Gordon Gibson – former Liberal MLA, senior fellow with the Fraser Institute and political columnist – says governments of all stripes try to sell the public on certain policies. And if politicians have chosen one out of three options, he explains, it’s not in their interest to have people asking questions about the other two. But the lack of dialogue damages the fundamentals of both a democratic society and a free-market economy. Both depend on access to good information, he says, and without it, poor decisions are made. “The cult of secrecy is almost entirely for the benefit of those in power, and they cripple democracy thereby,” he says. 


Darrell Evans, executive director of the non-profit BC Freedom of Information and Privacy Association, says there’s been a trend in government since the 1980s to adopt corporate-style communications strategies, with a central authority controlling what information gets out. This has become a strong force in Victoria’s political culture, he says, and even more so in Ottawa. The irony, Evans says, is that both Gordon Campbell and Stephen Harper used to be strong advocates of open government before gaining their current jobs. “And maybe they even believed their own rhetoric,” he allows. “But once they’re in government, the kind of management style asserted itself.” 

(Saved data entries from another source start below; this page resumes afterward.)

PR #1360, opened 2023-02-24
[Macros] Correct the where clause syntax type in `ConformanceMacro`.

hborla:
`WhereClauseSyntax` is used for expression conditions in statements; `GenericWhereClauseSyntax` lists generic requirements for conditional conformances.


hborla:
@swift-ci please test

PR #1361, opened 2023-02-25
Accept access level attributes on imports

xymus:
This feature will be protected by an experimental flag on the compiler side.


xymus:
@swift-ci Please test

ahoppen (approved):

How to fix B.C.’s flawed law is no mystery, says Botterell; the same recommendations have been published in information commissioners’ reports since 2004. But so far no government has been willing to increase scrutiny on itself. In the meantime, the public is becoming increasingly suspicious of government, as illustrated by the popular outcry against the HST, a reaction that Botterell says gives him some hope for the future. Eventually, a political party will tap into that public resentment and realize it is better off making policy decisions publicly rather than trying to control the flow of information. “I thought that would happen in the 1990s,” he says, “but I think it’s just a matter of time.”